I haven’t done any composing since the first week of September. That puts me at about seven weeks of not putting pencil to paper, the longest stretch I’ve gone without composing in probably five to seven years. It’s not writer’s block; I always have ideas. These last several weeks I’ve lacked the emotional energy to flesh them out.
I am exhausted. We’ve had one week off this year and went camping in New Hampshire; it was a bust and not at all relaxing. My kitchen is still not finished. Covid has shut down my work until who knows when. I haven’t been able to find a part-time job despite applying to many places that I would actually like to work (is the problem that I am overqualified or that they know I will leave once my real work returns?) And personal stuff dredging up thirty years of muck has reared it’s head. I haven’t been this depressed since high school.
So, instead of composing, I’ve been practicing the piano. A lot. Much more than I have in a long time. I’ve been practicing solo piano music. That’s significant, because I usually only practice music I am working on as an accompanist.
I find it much easier to play than compose. I can just open up a book of music and get to it. My sight-reading skills make learning a new piece an almost-instant gratification. Someone else has told me what notes to play when and how; all the decisions have been made, and I’m only responsible for executing. (Of course, executing the most difficult passages requires serious technical skill, so in no way am I disparaging performers.) At the times when I am too worn out to make creative decisions, being able to just play is a balm.

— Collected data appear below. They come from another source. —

PR #36499, opened 2021-12-31
[5.0] Rework session/application DIC to avoid circular dependencies

wilsonge:
### Summary of Changes
This is a semi-major rework of the application and session packages to avoid the circular dependencies between the two. As an unideal compromise the request object (i.e. JInput) is created as an explicit resource into the container as it's the main common dependency the two rely on. It's not very architectural best practice - but it's how symfony worked until very recently and it's also how laravel still works - so it's not super terrible compared to global statics :)

### Testing Instructions
Test all 5 main applications in Joomla - Console, Site, Admin, API and Installation. Ensure that they are available and work properly. Ensure that session works, by logging in and anything else that uses the session heavily (e.g. mod_logged in the backend).

Obviously with this being a change to two of the lowest level pieces of the stack it's hard to predict how it would manifest beyond the major breaks (exceptions etc). So I'm somewhat relying on people testing carefully!

Someone who understands the finesee's of cookies better than me - I'd also appreciate a review of the cookiePath parts of JoomlaStorage - as before sometimes the cookiePath was an empty string and sometimes '/' and i'm not 100% sure if there's a difference or not. There might be a difference in the administrator directory - depending on exactly the path is determined? (PHP Reference for those brave enough) https://www.php.net/manual/en/function.setcookie.php 

None


richard67:
What is a DIC? I hope it’s not a typo and the K is missing 😄

brianteeman:
Dependency Injection Container

richard67:
Ah, thanks.

richard67:
@wilsonge API tests are failing, and it could be related to your changes because it complains about something with the input filter: https://ci.joomla.org/joomla/joomla-cms/49850/1/28

wilsonge:
Yup that would be me doing stupid things.

libraries/src/Service/Provider/Application.php
```diff
@@ -168,7 +168,7 @@ function (Container $container)
 			->share(
 				'JApplicationApi',
 				function (Container $container) {
-					$app = new ApiApplication($container->get(CMSInput::class), $container->get('config'), null, $container);
+					$app = new ApiApplication(null, $container->get('config'), null, $container);
```
HLeithner: shouldn't this work instead?
`$container->get(CMSInput::class)->json`

Other question why does the API requires the JSON Input?

wilsonge: Yeah that would work too. I just reverted back to what we currently have - less lines of code changed probably a good thing with this PR 😅

In terms of why - because we are receiving data in JSON format (default data structure being json api) we default to using the JInputJson class.

wilsonge: The session for the api is just the runtime storage (same as the cli) - it's not persistent so doesn't take an input object either. So there's no common setting input object required anyhow

wilsonge:
@HLeithner please can you review this and merge so it's in early in the 4.3 lifecycle. the sooner it's in the better given the b/c impact should be 0 as this all happens before even system plugins are booted

HLeithner:
Is there any possible b/c break if you have your own applicaton?

HLeithner:
@wilsonge is this needed for 4.4? I think we are better safe with 5.0, since it's released at the same time it's only a matter of will it break with later php versions.

if ok please rebase on 5.0 then I add it to my personal tasks list

wilsonge:
I really don't mind where you merge it. But I'm not rebasing this for a 4th minor version in a row without some assurances that it's going to get at least tested. Because it's just a waste of my time.

wilsonge:
See linked PR

HLeithner:
Thanks, I merge this for the next Alpha to get more feedback.

nikosdion:
FWIW, even though George calls this a non ideal compromise, it's actually how I have done things in AWF for the same reason. It also makes testing far easier since we can mock the input without having to mock the entire application. So, yay, thank you for doing this!

PR #36503, opened 2021-12-31
[3] Remove reference & in usort callback function

HLeithner:
usort throws an error when callback functions requires a reference.

`JArrayHelper::_sortObjects(): Argument #1 ($a) must be passed by reference, value given`

### Summary of Changes
Removed & from _sortObjects parameter signature

### Testing Instructions
Use JArrayHelper::sortObjects

* error message on php 8+

No error message

### DIFF
--- a/libraries/joomla/utilities/arrayhelper.php
+++ b/libraries/joomla/utilities/arrayhelper.php
@@ -358,15 +358,15 @@ abstract class JArrayHelper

The truth is I’ve been a reluctant pianist. When I was five, I told my parents I would never be a concert pianist despite already playing some basic classical repertoire. I never liked playing by myself and joined the school band as soon as I could. However, I never quit the piano. I studied saxophone in college, but continued piano on the side out of some sense of obligation, knowing that piano is good for musicians, like a health tonic. I kept up my piano skills because I should. It paid off; now I make most of my income through piano: accompanying and teaching. I have long joked that I was married to piano, but saxophone was my mistress. Piano was dependable, but boring, and demanded hard work; the saxophone was fun, had vibrato, and didn’t require nearly the effort.
But the piano has always been there, like a faithful lover waiting for me to come to my senses and truly appreciate it.
Piano was there for me when I was a weird elementary school kid who had no friends calling me up inviting me to play, and I spent much of my afternoons practicing.
Piano was there for me in middle school when I was the lonely new kid in town and lived ten miles from my classmates, too young to drive.
Piano was there for me in high school when I could go practice no matter how badly I was feeling.
Piano was there for me in college, a productive diversion, when I was overwhelmed by my work.
Piano was there for me as my children grew and I taught them that mothers have their own lives and interests; they played in the playpen or learned to quietly amuse themselves while I practiced.
Piano was there for me when my children entered high school and college, giving me an opportunity to earn some money.
And the piano is here for me now, at the ready however and whenever I play it, for work or for pleasure.
Of course, the piano is not a person. It doesn’t feel slighted when ignored; it doesn’t require much attention; it doesn’t have emotional needs; it doesn’t have its own thoughts; the care it needs is minimal and relatively predictable.
And yet, like a friend, it listens to me and responds to my feelings. I play whatever I want, and it empathizes. It helps me process. There is no judgment; the piano isn’t bothered if I play a wrong note or if I play the right note wrongly. I can come angry, happy, sad, or stressed and it helps me relax, refresh, and refocus. The Bible has a verse in it that says the Spirit prays for us when we don’t know what to say (Romans 8:26). Often times, I feel those incommunicable prayers are given voice through the piano keys.
In this trying time, I can depend on my piano – sturdy, patient, and expectant.
So, hello piano, my old friend. I’ve come to talk with you again.